21. Previous studies have shown that there may be zonal variations in the methylation status of certain genes (60). For example, the chondrocytes from the superficial zone of normal cartilage may show increased/aberrant expression of proteases and cytokines and, therefore, chondrocytes from the middle to deep zones are used to assess physiological methylation status and compare with chondrocytes from osteoarthritis patients.

22. Experimental groups are designed with chondrocytes obtained from the same individual and, therefore, the number of cells may be limiting. More importantly, epigenetic events require long-term analysis and, thus, cells should be plated at low densities so they do not reach confluence quickly and allow for long-term treatment with the testing agent/s and inheritance of the epigenetic changes.

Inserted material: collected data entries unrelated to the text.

PR #517, opened 2018-09-12
Fetch swap history in `Dashboard`

kevva:
When logging in and viewing the recent activity on the dashboard, it'll show no activity since the trades aren't loaded yet. You have to go to the exchange or trades view for them to show up.

Ideally we would run the following code as soon as we're logged in https://github.com/atomiclabs/hyperdex/blob/master/app/renderer/containers/Exchange.js#L33-L46.

### DIFF
--- a/app/renderer/containers/Dashboard.js
+++ b/app/renderer/containers/Dashboard.js
@@ -1,7 +1,8 @@
 import _ from 'lodash';
 import pMap from 'p-map';
-import {Container} from 'unstated';
 import appContainer from 'containers/App';
+import exchangeContainer from 'containers/Exchange';
+import SuperContainer from 'containers/SuperContainer';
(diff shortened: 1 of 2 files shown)


sindresorhus:
I'm aware of the problem. I've been meaning to refactor the swap history to be in AppContainer instead, but wanted to wait for the refactoring work @lukechilds commented he was working on a while ago, so not to conflict.

lukechilds:
Which work was that, the cmc/fiat thing or something else?

sindresorhus:
Yes, the fiat thing.

lukechilds:
Ah, sorry, that got `git stash`ed in the mad rush for beta. I didn't think it was important for beta and didn't want to make a load of code changes just before the release.

I didn't make much progress on it.

PR #531, opened 2018-09-24
Fix `Document update conflict` error

### LINKED ISSUE #527: Unhandled Promise Rejection
Unfortunately I don't know how related these two issues are to one another but I placed two sell orders, one with KMD for HUSH and another with KMD for GUSD. Neither of the two orders are appearing in order book or the charts, but they are appearing as open orders with order ID's (I'll include at bottom) in the "Open orders" section on "exchange" tab as well as "Trades" tab. 

I left these orders as they are, left the app open (not minimized), and was doing other things when I noticed the HyperDEX icon flashing orange. I opened it I had the following error:
image

Copy and pasted it into Discord, and made no changes to my trades or changed tabs etc. left the app open (again not minimized) and continued working on other things, and saw it flashed orange again with the same error. Having closed out the error (by pressing copy error) the error immediately reappears, I then closed out by pressing OK, and it immediately reappeared again. I closed out a third time (with OK) and it hasn't appeared yet (as I write this).

I'm not sure how this error came about but it would seem related to the two orders I placed, and perhaps related to why they are not showing up in the chart or order book. Here are the order IDs:

KMD/HUSH sell order: be0cd0ebafc3d9bba4b1f8372e2c4f0336f0a0804c3d5e063ba958f3d06c007e 
KMD/GUSD sell order: 12ade51d1d634c4aee497681d77bd764e43f96a9bea9dde5e88dc56da822469f

Note: I attempted to replicate this error with zero open orders but so far haven't received any error message.

---

HyperDEX 0.1.3
Electron 3.0.0
win32 10.0.17134
Locale: en-US

### LINKED ISSUE #528: Swap error
After creating an order I receive the below errors repeatedly.

Version: 0.1.3
OS: win 10
Errors: below
Severity: High

image

image

sindresorhus:
Fixes #527
Fixes #528

We were not correctly updating the PouchDB documents. There is a required ceremony of updating `_rev` that we were not doing. I think the issue only first showed up now as IndexedDB either got faster or something changed internally with the Electron 3 upgrade.

See: https://pouchdb.com/guides/updating-deleting.html

I'm using `pouchdb-upsert` which handles some of the complications of updating a document.

### DIFF
--- a/app/renderer/swap-db.js
+++ b/app/renderer/swap-db.js
@@ -1,5 +1,6 @@
 import PouchDB from 'pouchdb-browser';
 import pouchDBFind from 'pouchdb-find';
+import pouchDBUpsert from 'pouchdb-upsert';
 import cryptoPouch from 'crypto-pouch';
 import Emittery from 'emittery';
 import PQueue from 'p-queue';
@@ -13,6 +14,7 @@ import {translate} from './translate';
 const t = translate('swap');
 
 PouchDB.plugin(pouchDBFind);
+PouchDB.plugin(pouchDBUpsert);
 PouchDB.plugin(cryptoPouch);
 
 class SwapDB {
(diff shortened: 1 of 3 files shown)


sindresorhus:
I tested the beta and got the `Conflict update error` too. With these changes, I built for production, ran it, and now got a swap through without any errors, so seems to be working.

lukechilds:
Awesome good catch!

Sorry, totally missed that, assumed `db.put()` was completely safe for updating.

PR #427, opened 2026-08-21
fix: encode heavy isotopes in TMT6/10plex SMILES annotations

Dondonn:
The smiles column for TMT6plex/TMT10plex encoded the light tag (all 12C/14N), disagreeing with the declared composition H(20)C(8)13C(4)N(1)15N(1)O(2) by ~5 Da. Add [13CH]/[13CH3]/[15N] labels to the dimethylpiperidine reporter so the SMILES matches the composition, and unify the malformed TMT10plex@Any_N-term skeleton with its TMT6plex twin. Verified each mod delta reproduces the declared composition exactly (H included).

---

- [x] I have read and agree to the [MannLabs Contributor License Agreement](https://github.com/MannLabs/.github/blob/main/CLA.md)

### DIFF
--- a/alphabase/constants/const_files/modification.tsv
+++ b/alphabase/constants/const_files/modification.tsv
@@ -1027,19 +1027,19 @@ Ethanolamine@D	43.042199	43.0678	H(5)C(2)N(1)	0.0		Chemical derivative	734		0.0
 Ethanolamine@Any_C-term	43.042199	43.0678	H(5)C(2)N(1)	0.0		Chemical derivative	734		0.0
 Ethanolamine@E	43.042199	43.0678	H(5)C(2)N(1)	0.0		Chemical derivative	734		0.0
 Ethanolamine@C	43.042199	43.0678	H(5)C(2)N(1)	0.0		Chemical derivative	734		0.0
-TMT6plex@T	229.162932	229.2634	H(20)C(8)13C(4)N(1)15N(1)O(2)	0.0		Isotopic label	737	CC1N(CC(NCCC(=O)O[C@H](C)[C@@H](N([Fl])([Fl]))C(=O)[Ts])=O)C(C)CCC1	0.0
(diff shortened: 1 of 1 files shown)


Dondonn:
Added TMTpro in 3995d20.

**Two defects there, not one.** `TMTpro@K` has the same problem as TMT6/10plex: `composition` declares `H(25)C(8)13C(7)N(1)15N(2)O(3)` while the SMILES is all-light, leaving it 9.0176 Da short (7×13C + 2×15N). `TMTpro@Any_N-term` is additionally malformed — it ships as a bare skeleton, `C(=O)CCCNC(=O)CCCNC(=O)C1N(CC(C)C)CCC1`, with no `[Lv]` attachment placeholder unlike every other N-term entry, so the peptide builder bonds the N-terminus to whatever atom the string happens to start with and the delta comes out **+19.0137 Da** rather than merely light. It is replaced with `TMTpro@K`'s skeleton terminated in `[Lv]`, after which labelling reaches the reference mass.

**On isotope placement**, since the table can hold only one SMILES per modification and therefore encodes one channel. All channels of a tag are isobaric, so this affects no mass a normal workflow computes — the intact tag, the precursor and every b/y ion are identical whichever is chosen. It shows up only in a fragment produced by a cut *inside* the tag, and to anyone reading the structure.

- **TMT6plex / TMT10plex** (56f4114): reporter-labelled — all four `13C` and the `15N` on the 2,6-dimethylpiperidine, i.e. channel **131N**.
- **TMTpro** (3995d20): balancer-labelled, i.e. channel **126**. It cannot follow the same convention: TMTpro needs two `15N` and its pyrrolidine reporter contains one nitrogen, so even the most reporter-heavy channel (134N) still strands one `15N` on the balancer. Its balancer holds exactly the 7 C and 2 N that `13C(7) 15N(2)` calls for, which makes 126 the one placement the composition fixes by itself rather than leaving to convention. Happy to switch it to 134N if you would rather the entries read uniformly.

Both TMTpro entries re-encode to `unimod_mass` 304.207146 through `PeptideSmilesEncoder`. `TMTpro@{T,S,H,Protein_N-term}` carry no SMILES at all and are untouched — they would need structures supplied before they can be encoded.

GeorgWa (approved):
Looks good!
Verified and checked the smiles

PR #428, opened 2026-08-31
Share the modification registry with multiprocessing workers

GeorgWa:
## Problem

A worker starts with `spawn` and imports alphabase again. It has only the modifications from `modification.tsv`. Run-time changes are absent: custom modifications, modloss filtering, lower-case AAs, a custom TSV.

`calc_precursor_isotope_intensity` used a fallback to one process. The other multiprocessing functions used the incorrect registry and gave no warning.

## Change

`_spawn_pool()` copies `MOD_DF` in the parent and installs it in each worker, with `get_modification_state()` and `set_modification_state()`. The fallback and `has_custom_mods()` are removed.

The copy is complete, so a new column reaches the workers without a change here. #303 sent selected fields and thus needed a change for each new field.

23. After screening of the methylation status of a given promoter by bisulfite modification and identification of candidate CpG site/s, platforms such as PyroMark Q96 Systems (QIAGEN Inc., Valencia, CA) allow for the quantitative analysis of multiple CpG sites simultaneously, whereas the enzyme-based method detailed here allows for the assessment of one CpG site at the time.

Fig. 6.

ChIP analysis performed without or with a preclearing step. Chromatin was cross-linked and enzymatically sheared, and after reverse cross-linking of the DNA–protein complexes, the lysates were either (upper panel) used directly for immunoprecipitation without a preclearing step or (lower panel) precleared prior to overnight incubation with the antibody against a protein of interest (Ab1) or normal rabbit IgG (IgG). The precipitated DNA was purified and PCR-amplified, and the PCR products were resolved in a 2.5% agarose gel.